8. A nucleic acid molecule encoding a functionally truncated GDE polypeptide according to any one of claims 1 to 7.

9. - Promoter; - Introns as needed; - The nucleic acid molecule according to claim 8; and - Polyadenylation signal An expression cassette comprising, preferably, in this order.

10. A vector comprising the nucleic acid molecule described in claim 8 or the expression cassette described in claim 9, particularly a viral vector.

11. The vector according to claim 10, which is an AAV vector.
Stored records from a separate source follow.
PR #2619, opened 2019-01-30
[docs] Some updates around fetch policies.

alloy:
It wasn't clear to me how to update the website to pull in the latest docs. What command should I run to do so?


docs/Modern-QueryRenderer.md
```diff
@@ -14,6 +14,7 @@ However, a `QueryRenderer` will not start loading its data until it is mounted,
 * `environment`: The [Relay Environment](./relay-environment.html)
 * `query`: The `graphql` tagged query. **Note:** To enable [compatibility mode](./relay-compat.html), `relay-compiler` enforces the query to be named as `<FileName>Query`. Optional, if not provided, an empty `props` object is passed to the `render` callback.
 * `cacheConfig?`: Optional object containing a set of cache configuration options, i.e. `force: true` requires the fetch to be issued regardless of the state of any configured response cache.
+* `dataFrom?`: Optional prop to indicate if data already present in the store should be used to render immediately and updated from the network afterwards using the `NETWORK_ONLY` key. Using the `STORE_THEN_NETWORK` key, which is the default behavior, ignores data already present in the store and waits for the network results to come back.
```
robrichard: Are the keys backwards here?

alloy:
```suggestion
* `dataFrom?`: Optional prop to indicate if data already present in the store should be used to render immediately and updated from the network afterwards using the `STORE_THEN_NETWORK` key. Using the `NETWORK_ONLY ` key, which is the default behavior, ignores data already present in the store and waits for the network results to come back.
```

alloy: Good catch, thanks!

docs/Modern-QueryRenderer.md
```diff
@@ -14,6 +14,7 @@ However, a `QueryRenderer` will not start loading its data until it is mounted,
 * `environment`: The [Relay Environment](./relay-environment.html)
 * `query`: The `graphql` tagged query. **Note:** To enable [compatibility mode](./relay-compat.html), `relay-compiler` enforces the query to be named as `<FileName>Query`. Optional, if not provided, an empty `props` object is passed to the `render` callback.
 * `cacheConfig?`: Optional object containing a set of cache configuration options, i.e. `force: true` requires the fetch to be issued regardless of the state of any configured response cache.
+* `dataFrom?`: Optional prop to indicate if data already present in the store should be used to render immediately and updated from the network afterwards using the `STORE_THEN_NETWORK` key. Using the `NETWORK_ONLY ` key, which is the default behavior, ignores data already present in the store and waits for the network results to come back.
```
jstejada: hmm, not sure if we should actually document this prop cc @kassens @josephsavona 

If we do, we should also mention that this will likely not work if the query gets garbage collected, so you'd have to retain any query you'd like to use from cache manually

alloy: I'd add that this prop is currently being used by people and so it might actually be helpful to add docs (or a comment) that state it is still considered experimental.

josephsavona: I don’t have strong opinions. The new suspense query renderer that @jstejada built has a slightly different (better) api around using cache and/or server, so it might be confusing to document once only to change again soon?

12. Isolated cells transformed with the nucleic acid molecule described in claim 8, the expression cassette described in claim 9, or the vector described in claims 10 to 11, wherein the cells are, in particular, liver cells, muscle cells, cardiac cells, or CNS cells.

13. A functional truncated GDE polypeptide according to any one of claims 1 to 7, a nucleic acid molecule according to claim 8, an expression cassette according to claim 9, a vector according to claims 10 to 11, or a cell according to claim 12, for use as a pharmaceutical.

14. A functional truncated GDE polypeptide according to any one of claims 1 to 7, a nucleic acid molecule according to claim 8, an expression cassette according to claim 9, a vector according to claims 10 to 11, or a cell according to claim 12, for use in a method for treating a disease caused by a mutation in the AGL gene encoding GDE.

15. A functional truncated GDE polypeptide according to any one of claims 1 to 7, a nucleic acid molecule according to claim 8, an expression cassette according to claim 9, a vector according to claims 10 to 11, or a cell according to claim 12, for use in a method for treating GSDIII (German disease coliformis).